Task to carry out
Exact copies of all the entries are required.

(Dataset entries)
PR #9055, opened 2020-09-29
Fixed TriPlanarMaterial and WaterMaterial

julien-moreau:
Related to https://forum.babylonjs.com/t/problems-getting-triplanarmaterial-working-without-bump-texture-see-playground-link/14441
And https://forum.babylonjs.com/t/water-material-with-smaller-size-water-mesh/13843/14

### DIFF
--- a/materialsLibrary/src/water/waterMaterial.ts
+++ b/materialsLibrary/src/water/waterMaterial.ts
@@ -104,27 +104,27 @@ export class WaterMaterial extends PushMaterial {
     public maxSimultaneousLights: number;
 
     /**
-    * @param {number}: Represents the wind force
-    */
+     * Defines the wind force.
+     */
     @serialize()
     public windForce: number = 6;
     /**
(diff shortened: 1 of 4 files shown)


materialsLibrary/src/water/waterMaterial.ts
```diff
@@ -178,6 +178,12 @@ export class WaterMaterial extends PushMaterial {
     */
     @serialize()
     public waveSpeed: number = 1.0;
+
+    /**
+     * @param {number}: Defines the number of times waves are repeated. This is typically used to adjust waves count according to the ground's size where the material is applied on.
```
deltakosh, line 183: you don't need the type or even the param keyword for a field

julien-moreau: Ahah yes I have hesitated, I just followed the way it was commented before. Updating comments right now :)

deltakosh (approved):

Task answer
PR #9055, opened 2020-09-29
Fixed TriPlanarMaterial and WaterMaterial

julien-moreau:
Related to https://forum.babylonjs.com/t/problems-getting-triplanarmaterial-working-without-bump-texture-see-playground-link/14441
And https://forum.babylonjs.com/t/water-material-with-smaller-size-water-mesh/13843/14

### DIFF
--- a/materialsLibrary/src/water/waterMaterial.ts
+++ b/materialsLibrary/src/water/waterMaterial.ts
@@ -104,27 +104,27 @@ export class WaterMaterial extends PushMaterial {
     public maxSimultaneousLights: number;
 
     /**
-    * @param {number}: Represents the wind force
-    */
+     * Defines the wind force.
+     */
     @serialize()
     public windForce: number = 6;
     /**
(diff shortened: 1 of 4 files shown)


materialsLibrary/src/water/waterMaterial.ts
```diff
@@ -178,6 +178,12 @@ export class WaterMaterial extends PushMaterial {
     */
     @serialize()
     public waveSpeed: number = 1.0;
+
+    /**
+     * @param {number}: Defines the number of times waves are repeated. This is typically used to adjust waves count according to the ground's size where the material is applied on.
```
deltakosh, line 183: you don't need the type or even the param keyword for a field

julien-moreau: Ahah yes I have hesitated, I just followed the way it was commented before. Updating comments right now :)

deltakosh (approved):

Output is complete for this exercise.